■ Aim of the task: The answer must be a single number: the count of lines in the listing that hold the string "then".
*** Given data Section Begins ***
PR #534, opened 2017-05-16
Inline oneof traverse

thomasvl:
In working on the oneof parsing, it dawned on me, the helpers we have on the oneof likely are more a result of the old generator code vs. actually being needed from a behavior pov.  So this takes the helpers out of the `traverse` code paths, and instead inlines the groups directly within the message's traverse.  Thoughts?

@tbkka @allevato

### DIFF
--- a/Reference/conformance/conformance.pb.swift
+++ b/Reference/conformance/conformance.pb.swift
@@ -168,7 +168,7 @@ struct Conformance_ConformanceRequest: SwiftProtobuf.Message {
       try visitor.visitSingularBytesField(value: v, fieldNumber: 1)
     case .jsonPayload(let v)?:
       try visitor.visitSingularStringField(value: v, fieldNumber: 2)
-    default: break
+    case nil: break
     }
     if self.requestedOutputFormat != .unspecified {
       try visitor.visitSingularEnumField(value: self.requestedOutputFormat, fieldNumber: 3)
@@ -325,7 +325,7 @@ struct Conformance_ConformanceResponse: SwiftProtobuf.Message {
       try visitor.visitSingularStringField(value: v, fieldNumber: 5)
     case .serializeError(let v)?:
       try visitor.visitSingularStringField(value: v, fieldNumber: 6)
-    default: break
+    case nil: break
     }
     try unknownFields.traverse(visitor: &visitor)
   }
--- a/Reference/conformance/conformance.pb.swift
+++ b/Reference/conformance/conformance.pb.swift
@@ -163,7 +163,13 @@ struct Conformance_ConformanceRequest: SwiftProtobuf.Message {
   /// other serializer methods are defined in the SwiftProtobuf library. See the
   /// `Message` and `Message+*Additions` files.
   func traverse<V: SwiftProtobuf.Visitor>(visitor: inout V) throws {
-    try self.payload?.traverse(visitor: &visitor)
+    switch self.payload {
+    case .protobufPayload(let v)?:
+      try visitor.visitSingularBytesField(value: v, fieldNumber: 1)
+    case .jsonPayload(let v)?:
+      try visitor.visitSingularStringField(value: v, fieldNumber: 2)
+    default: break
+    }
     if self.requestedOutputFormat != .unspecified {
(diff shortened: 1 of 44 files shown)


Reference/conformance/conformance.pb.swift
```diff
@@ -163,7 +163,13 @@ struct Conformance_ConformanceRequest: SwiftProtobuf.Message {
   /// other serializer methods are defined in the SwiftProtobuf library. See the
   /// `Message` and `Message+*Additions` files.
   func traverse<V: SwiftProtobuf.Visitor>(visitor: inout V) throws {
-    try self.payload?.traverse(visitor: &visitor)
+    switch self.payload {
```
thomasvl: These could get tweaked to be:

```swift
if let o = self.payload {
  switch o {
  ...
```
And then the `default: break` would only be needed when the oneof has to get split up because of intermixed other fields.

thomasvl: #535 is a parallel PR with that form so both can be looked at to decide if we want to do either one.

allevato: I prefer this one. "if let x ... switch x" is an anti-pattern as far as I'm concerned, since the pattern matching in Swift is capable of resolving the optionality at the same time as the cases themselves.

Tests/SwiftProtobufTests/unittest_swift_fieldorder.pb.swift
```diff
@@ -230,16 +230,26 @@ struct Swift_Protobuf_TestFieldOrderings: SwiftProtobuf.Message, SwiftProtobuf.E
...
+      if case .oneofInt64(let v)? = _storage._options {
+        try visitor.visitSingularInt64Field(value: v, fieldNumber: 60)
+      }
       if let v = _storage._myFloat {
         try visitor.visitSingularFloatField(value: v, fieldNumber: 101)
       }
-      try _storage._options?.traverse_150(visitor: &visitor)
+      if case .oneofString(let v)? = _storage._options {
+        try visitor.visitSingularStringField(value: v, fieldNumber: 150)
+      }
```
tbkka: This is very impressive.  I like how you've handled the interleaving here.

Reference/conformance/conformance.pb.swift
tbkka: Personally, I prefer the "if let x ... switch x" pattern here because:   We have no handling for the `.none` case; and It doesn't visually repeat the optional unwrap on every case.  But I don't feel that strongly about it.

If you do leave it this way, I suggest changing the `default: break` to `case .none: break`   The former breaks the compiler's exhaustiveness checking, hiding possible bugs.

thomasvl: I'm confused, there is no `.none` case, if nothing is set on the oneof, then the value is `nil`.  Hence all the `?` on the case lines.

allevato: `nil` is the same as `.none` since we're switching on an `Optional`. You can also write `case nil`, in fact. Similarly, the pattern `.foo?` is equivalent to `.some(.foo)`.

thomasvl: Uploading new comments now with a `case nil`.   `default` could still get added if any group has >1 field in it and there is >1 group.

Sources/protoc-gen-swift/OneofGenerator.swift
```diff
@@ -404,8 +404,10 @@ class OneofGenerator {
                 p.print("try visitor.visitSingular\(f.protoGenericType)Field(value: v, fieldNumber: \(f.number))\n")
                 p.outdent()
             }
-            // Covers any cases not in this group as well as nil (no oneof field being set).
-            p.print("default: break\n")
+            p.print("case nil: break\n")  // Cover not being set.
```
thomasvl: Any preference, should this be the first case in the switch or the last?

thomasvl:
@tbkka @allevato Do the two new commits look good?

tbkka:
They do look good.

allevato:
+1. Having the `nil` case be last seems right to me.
*** Given data Section Ends ***
■ Reply: 2